怖い……けど、ここで怖気付いてしまえばジェイドが来てしまう。つまり、あたし達が手を掛けなくても…。

そうしたらあの子が、アリエッタが悲しむ。そんなのは、ダメだ。
何よりライガ・クイーンには生きていて欲しい。ヒトとして、この考えはいけないのかも知れない。

でも、人間として、あたしはこの考えを間違いだと思いたくない。

きゅっと下唇を噛み締めながらバッグを地面に置いた。これであたしは丸腰だ。

そしてみんなより一歩踏み出して、ぐるる、と唸るライガ・クイーンを見上げて大きく深呼吸する。


「お、おい。どうすんだよ?」

「……話してみる」

「無茶よ。どう見ても話を聞いてもらえる状態じゃないわ」

「…大丈夫。少し、考えがあるから」

「カノン…」


心配そうに眉を下げるイオンにふっと笑いかけてまた背を向けた。
スカートを握りながらまた一歩踏み出そうとすると、上着のフードが少し強めに引かれて、息が詰まった。

………大丈夫、大丈夫だから。

振り返らないまま、スカートを握る手を緩めた。


「大丈夫だよ、ルーク」


子供に言い聞かせるような声色でそう言い放つと、ルークが手を離したのか、フードが重力に従って肩に乗った。名残惜しさを感じながら、足を進める。
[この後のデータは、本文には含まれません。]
PR #1640, opened 2021-06-07
Update README.md

kitarp29:
Hey @piis3 
Sorry, but the Readme file had one grammar mistake.
I took care of it in this.
Sorry for making a PR for such a small thing but this was the first mistake I found out.
I am figuring my way around the Repo.
Thanks

### DIFF
--- a/README.md
+++ b/README.md
@@ -2,7 +2,7 @@
 
 [XWiki Platform](https://www.xwiki.org/xwiki/bin/view/Documentation/) is a generic wiki platform offering runtime services for applications built on top of it.
 
-XWiki Commons, XWiki Rendering and XWiki Platform are part of the [XWiki.org](http://www.xwiki.org/) software forge. They are released together and share the same version.
+XWiki Commons, XWiki Rendering, and XWiki Platform are part of the [XWiki.org](http://www.xwiki.org/) software forge. They are released together and share the same version.
 
 ## Documentation
 * [API](https://www.xwiki.org/xwiki/bin/view/Documentation/DevGuide/API/)


piis3:
Hello,
I'm not sure why you included me on this, I just contributed a small patch to the project years ago. Thanks though.

kitarp29:
Sorry I tagged the people who are active.

vmassol:
@kitarp29 thx. Please try to have the commit message be as descriptive as possible. In this case I would have used for example "Fix grammar mistake" instead of "update README.md". It's more precise.

README.md
```diff
@@ -2,7 +2,7 @@
 
 [XWiki Platform](https://www.xwiki.org/xwiki/bin/view/Documentation/) is a generic wiki platform offering runtime services for applications built on top of it.
 
-XWiki Commons, XWiki Rendering and XWiki Platform are part of the [XWiki.org](http://www.xwiki.org/) software forge. They are released together and share the same version.
+XWiki Commons, XWiki Rendering, and XWiki Platform are part of the [XWiki.org](http://www.xwiki.org/) software forge. They are released together and share the same version.
```
acotiuga, line 5: Why is this a grammar mistake? IIRC both `XWiki Commons, XWiki Rendering and XWiki Platform ` and `XWiki Commons, XWiki Rendering, and XWiki Platform ` are correct. I would rather consider that the comma is not needed in a list, before `and`.

mflorea: @vmassol: @acotiuga is right. The comma before AND is **optional** and really not needed in this case. See https://www.grammarly.com/blog/comma-before-and/ .

vmassol: Thanks @mflorea I had actually checked it and found this link too but all I could extract from it is that both are allowed. We can revert if you prefer, I have no problem with that.

PR #2981, opened 2024-03-13
XWIKI-16216: Allow users to rebind the shortcuts from their user profile UI

Sereza7:
# Jira URL

https://jira.xwiki.org/browse/XWIKI-16216

# Changes

## Description

* Added user preferences for most shortcuts
* Added tests for this new feature
* Only display view shortcuts in the preferences when the user can actually use them (usertype = advanced)

## Clarifications

* Some shortcuts are `hard-coded`, making it impossible to change them easily. They aren't supported in our documentation about changing shortcuts, so I made the choice to not include them in this solution either. They can be added later as an improvement :)
* Tests don't check every single shortcut, but only the most important use cases on a couple of them.
* For now, only a simple shortcut syntax is supported. I don't think it's essential to provide a way to input key combo shortcuts (such as x+x+x+a). However this could be an improvement implemented later on.
* If this PR is merged as is, I'll create tickets for both improvements mentionned above.

# Screenshots & Video

https://github.com/xwiki/xwiki-platform/assets/28761965/b10b12e6-9d9d-4abe-9509-41a5c8669508

Side note: this video was taken before the last commit that fixed the title attribute on edit action buttons to match the shortcut value whatever the situation.

# Executed Tests

Extensive manual tests (see video above).
Passed `mvn clean install -f xwiki-platform-core/xwiki-platform-user/xwiki-platform-user-profile/ -Pquality,integration-tests,docker`
Passed regular builds for the various packages where there's changes.

# Expected merging strategy

* Prefers squash: Yes 
* Backport on branches:
  * None, changes are pretty widespread and not the safest.

### DIFF
--- a/xwiki-platform-core/xwiki-platform-user/xwiki-platform-user-profile/xwiki-platform-user-profile-ui/src/main/resources/XWiki/UserProfileTranslations.xml
+++ b/xwiki-platform-core/xwiki-platform-user/xwiki-platform-user-profile/xwiki-platform-user-profile-ui/src/main/resources/XWiki/UserProfileTranslations.xml
@@ -105,6 +105,11 @@ platform.core.profile.shortcut.edit.saveandview=Save and view
 platform.core.profile.shortcut.dev.usertype=Switch the current user type
 platform.core.profile.shortcut.dev.hiddendocs=Toggle hidden documents
 
+platform.core.profile.shortcut.notifications.update.successful=Updated shortcut preference
+platform.core.profile.shortcut.notifications.update.failed=Failed to save shortcut preference
+platform.core.profile.shortcut.notifications.reset.successful=Reset shortcut preference
+platform.core.profile.shortcut.notifications.reset.failed=Failed to reset shortcut preference
+
 ## Used to indicate where deprecated keys start
 #@deprecatedstart
 
--- a/xwiki-platform-core/xwiki-platform-user/xwiki-platform-user-profile/xwiki-platform-user-profile-ui/src/main/resources/XWiki/XWikiUserPreferencesSheet.xml
+++ b/xwiki-platform-core/xwiki-platform-user/xwiki-platform-user-profile/xwiki-platform-user-profile-ui/src/main/resources/XWiki/XWikiUserPreferencesSheet.xml
@@ -125,7 +125,17 @@
       <cache>forbid</cache>
     </property>
     <property>
-      <code>require(['jquery', 'xwiki-meta'], function ($, xm) {
+      <code>define('xwiki-profile-preferences', {
+  prefix: 'platform.core.profile.',
+  keys: [
+    'shortcut.notifications.update.successful',
+    'shortcut.notifications.update.failed',
+    'shortcut.notifications.reset.successful',
+    'shortcut.notifications.reset.failed'
+  ]
+});
+
+require(['jquery', 'xwiki-meta', 'xwiki-l10n!xwiki-profile-preferences'], function ($, xm, l10n) {
   const SHORTCUT_XOBJ_ACTION = Object.freeze({
     CREATE: 'create',
     DELETE: 'delete',
@@ -196,10 +206,18 @@
         let data = {
           'property#value': newValue
         };
-        $.ajax({url: updateUrl,
+        Promise.resolve($.ajax({url: updateUrl,
           type: "PUT",
           data: data
-        });
+        })).then(() => {
+          editor.trigger('xwiki:document:saved');
+          notification.replace(new XWiki.widgets.Notification(
+            l10n['platform.core.profile.shortcut.notifications.update.successful'], 'done'));
+        }).catch(response => {
+          editor.trigger('xwiki:document:saveFailed');
+          notification.replace(new XWiki.widgets.Notification(
+            l10n['platform.core.profile.shortcut.notifications.update.successful'], 'error'));
+          $('#saveFailureReason').text(response.statusText);});
       }
     }
   };


xwiki-platform-core/xwiki-platform-user/xwiki-platform-user-profile/xwiki-platform-user-profile-ui/src/main/resources/XWiki/UserProfileTranslations.xml
```diff
@@ -60,7 +60,76 @@ user.profile.network.saving=Saving...
 user.profile.network.error=Error saving the notification setting
 user.profile.status.done=Done
 user.profile.status.saving=Saving...
-user.profile.status.error=Error saving the user status</content>
+user.profile.status.error=Error saving the user status
+
+platform.core.profile.section.shortcutPreferences=Keyboard shortcut Preferences
+platform.core.profile.section.shortcutPreferences.hint=Configure what keys to press to quickly operate common actions. The preferences defined in this section override the default shortcuts used on the wiki.When leaving the value of this preference empty, the default shortcut will be used.
```
michitux, line 66:
```suggestion
platform.core.profile.section.shortcutPreferences.hint=Configure what keys to press to quickly operate common actions. The preferences defined in this section override the default shortcuts used on the wiki. When leaving the value of this preference empty, the default shortcut will be used.
```

xwiki-platform-core/xwiki-platform-user/xwiki-platform-user-profile/xwiki-platform-user-profile-ui/src/main/resources/XWiki/UserProfileTranslations.xml
```diff
@@ -60,7 +60,76 @@ user.profile.network.saving=Saving...
 user.profile.network.error=Error saving the notification setting
 user.profile.status.done=Done
 user.profile.status.saving=Saving...
-user.profile.status.error=Error saving the user status</content>
+user.profile.status.error=Error saving the user status
+
+platform.core.profile.section.shortcutPreferences=Keyboard shortcut Preferences
```
michitux, line 65:
```suggestion
platform.core.profile.section.shortcutPreferences=Keyboard Shortcut Preferences
```

xwiki-platform-core/xwiki-platform-user/xwiki-platform-user-profile/xwiki-platform-user-profile-ui/src/main/resources/XWiki/XWikiUserPreferencesSheet.xml
```diff
@@ -247,6 +247,29 @@
...
+        #set ($escapedHintId = $escapedSelectId + "_hint")
+        aria-describedby="$escapedHintId"
+      #end
+      #if ($value)
+        value="$value"
+      #elseif ($defaultValue)
+        value="$defaultValue"
+      #end&gt;
+  #else
+    &lt;span&gt;$!value&lt;/span&gt;
```
michitux, line 269: Missing escaping, this allows XSS.

xwiki-platform-core/xwiki-platform-user/xwiki-platform-user-profile/xwiki-platform-user-profile-ui/src/main/resources/XWiki/XWikiUserPreferencesSheet.xml
```diff
@@ -247,6 +247,29 @@
...
+  #set ($defaultValueHint = "($escapetool.xml($services.localization.render('userprofile.default')))")
+  #if ($isEdit)
+    #set ($escapedId = $escapetool.xml("XWiki.XWikiUsers_0_${fieldName}"))
+    &lt;input type="text" name="$escapedId" id="$escapedId" size="30"
+      #if ($services.localization.get("XWiki.XWikiUsers_${fieldName}.hint"))
+        #set ($escapedHintId = $escapedSelectId + "_hint")
+        aria-describedby="$escapedHintId"
+      #end
+      #if ($value)
+        value="$value"
```
michitux, line 264: Missing escaping.

michitux (changes requested):
I'm wondering if it wouldn't be better to introduce a script service or at least a Velocity macro to get a keyboard shortcut to avoid these many if/else statements in Velocity.

Regarding the translation keys, all of them start with "Key" even though some of them could clearly be several keys. I would try to find a more generic formulation for this.

For all keyboard shortcuts, the UI should display the default values both in view and edit mode, this would dramatically improve the usability and value of this UI.

I'm wondering if it really makes sense to introduce so many properties in the user class. Sure, it seems like the easiest solution for now, but it hardly scales if, e.g., an extension wants to add another keyboard shortcut that should be configurable. I wonder if it wouldn't make more sense to have one XObject per customized keyboard shortcut on the user profile and a management Java class that provides the list of available keyboard shortcuts and allows querying their values (both with/without user customization to display the global default that could also be customized through a custom translation document) and that provides a way to extend them.

Was there any proposal on the forum for this feature?

xwiki-platform-core/xwiki-platform-flamingo/xwiki-platform-flamingo-skin/xwiki-platform-flamingo-skin-resources/src/main/resources/flamingo/macros.vm
```diff
@@ -74,7 +74,12 @@
  * @param class The class to use.
  *#
 #macro(editActionButton $action $resourceIdentifier $class)
-#submitButton("action_${action}", $services.localization.render("core.shortcuts.edit.${resourceIdentifier}"), $services.localization.render($resourceIdentifier), $class)
+#if($!xwiki.getUserPreference("shortcut_edit_${resourceIdentifier}") != '')
+  #set ($shortcut = $xwiki.getUserPreference("shortcut_edit_${resourceIdentifier}"))
+#else
+  #set ($shortcut = $services.localization.render("core.shortcuts.edit.${resourceIdentifier}"))
+#end
+#submitButton("action_${action}", $shortcut, $services.localization.render($resourceIdentifier), $class)
```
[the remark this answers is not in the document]
Sereza7: Addressed in https://github.com/xwiki/xwiki-platform/pull/2981/commits/72af9633ce65cfc64171030cae704c87c6e61501 :+1:

xwiki-platform-core/xwiki-platform-user/xwiki-platform-user-profile/xwiki-platform-user-profile-ui/src/main/resources/XWiki/XWikiUserPreferencesSheet.xml
Sereza7: Addressed in https://github.com/xwiki/xwiki-platform/pull/2981/commits/72af9633ce65cfc64171030cae704c87c6e61501 :+1:

xwiki-platform-core/xwiki-platform-flamingo/xwiki-platform-flamingo-skin/xwiki-platform-flamingo-skin-resources/src/main/resources/flamingo/docextra.vm
```diff
@@ -155,8 +155,11 @@
         ## Override keyboard shortcut (if any)
         ##
         #if ($keyboardShortcutsEnabled && "$!extraShortcut" != "")
-          shortcut.remove("$extraShortcut");
-          shortcut.add("$extraShortcut", function() { XWiki.displayDocExtra("${extraAnchor}", "${extraTemplate}", true); }, { 'disable_in_input':true });
+          #set ($userPreferenceName = "shortcut_view_${extraName}")
+          #set ($shortcut_view_extra = $!{xwiki.getUserPreference($userPreferenceName)})
+          #set ($extraShortcutWithUserPreferences = "#if($shortcut_view_extra!='')$shortcut_view_extra#{else}$extraShortcut#end")
+          shortcut.remove("$extraShortcutWithUserPreferences");
+          shortcut.add("$extraShortcutWithUserPreferences", function() { XWiki.displayDocExtra("${extraAnchor}", "${extraTemplate}", true); }, { 'disable_in_input':true });
```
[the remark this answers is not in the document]
Sereza7: I'm not sure what kind of escaping is necessary here. There's definitely some needed escaping since the userPreference value is something any user types in their profile. However the `getShortcutValue` macro itself is velocity templating, which is used inside a js file (actionButtons.js), a js script block in some html template (shortcuts.vm), and a html template (editActionButton > submit button > name attribute of an input).
The context is varied so I'm not sure what escaping would be appropriate...
Should we just add two escaping, XML and javascript ones?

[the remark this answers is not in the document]
Sereza7: I added both escaping to the result of the velocity macro, better safe than sorry.

Sereza7:
@michitux 
I updated the gestion of the shortcuts. Now it's a specific class with a couple properties instead of being individual properties of each user. This means that any extension can easily add its own UI and use the shortcut preference system with their own shortcuts and values. This is still not very easy to do but it can be done with some velocity and javascript only (opposed to before where it wasn't possible).

The current system makes it look like they are regular fields in the user preference, but a small script creates, updates and deletes the objects associated to the preferences. This is not the easiest solution, but it scales relatively well on the number of shortcuts (not 200 empty objects on every user, objects are only created when there's an actual preference that's different from the default set at the wiki level).

xwiki-platform-core/xwiki-platform-user/xwiki-platform-user-profile/xwiki-platform-user-profile-ui/src/main/resources/XWiki/XWikiUserPreferencesSheet.xml
```diff
@@ -247,6 +389,50 @@
...
+#macro (displayShortcut $fieldName $label $translationKey)
+  #set ($hintKey = "XWiki.UserPreferenceShortcutsClass_${fieldName}.hint")
+  #set ($escapedSelectId = $escapetool.xml("XWiki.UserPreferenceShortcutsClass_${fieldNumber}"))
+  #set ($escapedHintId = $escapedSelectId + "_hint")
+  #set ($defaultValue = $escapetool.xml($services.localization.render($translationKey)))
+  &lt;dt&gt;
+    &lt;label #if($isEdit)for="$escapedSelectId"#end&gt;$!escapetool.xml($services.localization.render($label))&lt;/label&gt;
+    #if ($services.localization.get($hintKey))
+      &lt;span id="$escapedHintId" class='xHint'&gt;$!escapetool.xml($services.localization.render($hintKey)) ##
+      $escapetool.xml($services.localization.render('userprofile.default')): $defaultValue##
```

ルークが何か呟いていたけど、うまく聞き取れなかった。なんて言ったんだろう。


「ライガ・クイーン…」


威嚇をやめない彼女に近付きながら名前を呼ぶと、ライガ・クイーンが大声で吼えた。

その剣幕に気圧されながらも、足に力を入れてなんとか後ずさらないように踏ん張る。

隙を見せてはいけない。


「ご主人様! ライガ・クイーンはボク達を殺して子供たちの餌にするって言ってるですの!」

「な、ど、どうすんだよおい!」

「ライガ・クイーン! 話を…ッ」


言葉を続けようとすると、耳を劈くような烈々たる咆哮と、その衝撃で天井の一部が崩れてあたし達を目掛けて降ってきた。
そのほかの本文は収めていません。